HASH FUNCTION In cryptography, a cryptographic hash function is a transformation that takes an input and returns a fixed-size string, which is called the hash value. Hash functions with this property are used for a variety of computational purposes, including cryptography. The hash value is a concise representation of the longer message or document from which it was computed. The message digest is a sort of "digital fingerprint" of the larger document. Cryptographic hash functions are used to do message integrity checks and digital signatures in various information security applications, such as authentication and message integrity. A hash function takes a string (or 'message') of any length as input and produces a fixed length string as output, sometimes termed a message digest or a digital fingerprint. A hash value (also called a "digest" or a "checksum") is a kind of "signature" for a stream of data that represents the contents.
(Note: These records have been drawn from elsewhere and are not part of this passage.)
PR #4153, opened 2022-03-09
bump inspire-matcher and test validator

nooraangelva:
Ref: #inspirehep/inspirehep/issues/2377


tests/integration/workflows/test_matching.py
```diff
@@ -252,3 +252,90 @@ def test_fuzzy_match_without_math_ml_and_latex(workflow_app):
...
+    eng = object()
+
+    original_abstract = obj.data["abstracts"][0]["value"]
+    assert fuzzy_match(obj, eng)
+    assert "matches" in obj.extra_data
+    matches = get_value(obj.extra_data, "matches.fuzzy")
+
+    # assert the result with correct abstract comes as a first result
+    assert matches[0]["control_number"] == record_1.json["control_number"]
+    assert obj.data["abstracts"][0]["value"] == original_abstract
```
MJedr, line 341: I believe that in that test you don't want to get matches for same arxiv paper. Could you assert that the the incorrect match is not in results?

tests/integration/workflows/test_matching.py
```diff
@@ -252,3 +252,91 @@ def test_fuzzy_match_without_math_ml_and_latex(workflow_app):
...
+
+    original_abstract = obj.data["abstracts"][0]["value"]
+    assert fuzzy_match(obj, eng)
+    assert "matches" in obj.extra_data
+    matches = get_value(obj.extra_data, "matches.fuzzy")
+
+    # assert the result with correct abstract and not with the incorrect one
+    assert matches[0]["control_number"] == record_1.json["control_number"]
+    assert obj.data["abstracts"][0]["value"] == original_abstract
+    assert not any(record_2.json["control_number"] in sublist for sublist in matches)
```
MJedr, line 342: you can simply assert that the length of matches is one and the first match is record_1 (what you already have in your code ;))

nooraangelva: Keep it simple. As they say xD

MJedr (approved):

One analogy that explains the role of the hash function would be the "tamper-evident" seals used on a software package. In various standards and applications, the two mostcommonly used hash functions are MD5 and SHA-1. In 2005, security flaws were identified in both algorithms. In 2007 the National Institute of Standards and Technology announced a contest to design a hash function which will be given the name SHA-3 and be the subject of a FIPS standard.